(SOURCE DATA)

Issue #1187, opened 2022-11-25
Protocol-v2: readd recoveryKey to make this a non-breaking change


SimonWoolf:
see https://github.com/ably/specification/pull/119

sacOO7:
Closed via #1198

PR #1199, opened 2023-01-18
[SDK-3703] Feature/integration 2.0

### LINKED ISSUE #1244: Review and merge integration 2.0
Related to #1199
- Sync with the main.
- Need to re-review and add missing tests ( if needed ).
- Merge with main.

sacOO7:
- Implemented no connection serial as per https://github.com/ably/specification/pull/88/files 
- Deprecated the recoveryKey support as per https://github.com/ably/ably-dotnet/issues/1187
- For more details -> https://github.com/ably/ably-js/pull/1110
- Fixed #1244


SimonWoolf (approved):
Not very familar with .net, but afaict this looks good to me

src/CommonAssemblyInfo.cs
```diff
@@ -4,13 +4,13 @@
 
 [assembly: AssemblyCompany("Ably")]
 [assembly: AssemblyProduct("Ably .NET Library")]
-[assembly: AssemblyVersion("1.2.9")]
-[assembly: AssemblyFileVersion("1.2.9")]
+[assembly: AssemblyVersion("2.0.0")]
```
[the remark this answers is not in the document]
sacOO7: Seems we don't need to change it. I will update according to minor version change 👍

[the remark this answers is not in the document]
sacOO7: I have removed the changes from the file.

src/IO.Ably.Shared/Realtime/ChannelMessageProcessor.cs
```diff
@@ -63,7 +74,7 @@ public Task<bool> MessageReceived(ProtocolMessage protocolMessage, RealtimeState
                         // RTL12
                         if (!protocolMessage.HasFlag(ProtocolMessage.Flag.Resumed))
                         {
-                            channel.Presence.ChannelAttached(protocolMessage);
+                            channel.Presence.HandleAlreadyAttachedChannel(protocolMessage);
```
sacOO7, line 77: Need to check if the presence needs to start sync only when the channel was already attached. 
As per `ably-go` implementation, this is more simplified. 

This has nothing to do with `spec-2.0`, rather might be a existing bug in the library,

sacOO7: This has been re-implemented : )

src/IO.Ably.Shared/Realtime/PresenceMap.cs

(End SOURCE DATA)

WHAT TO WORK ON — Gather all lines from the listing above in which "AssemblyVersion" occurs.

FINISHED TASK —
-[assembly: AssemblyVersion("1.2.9")]
+[assembly: AssemblyVersion("2.0.0")]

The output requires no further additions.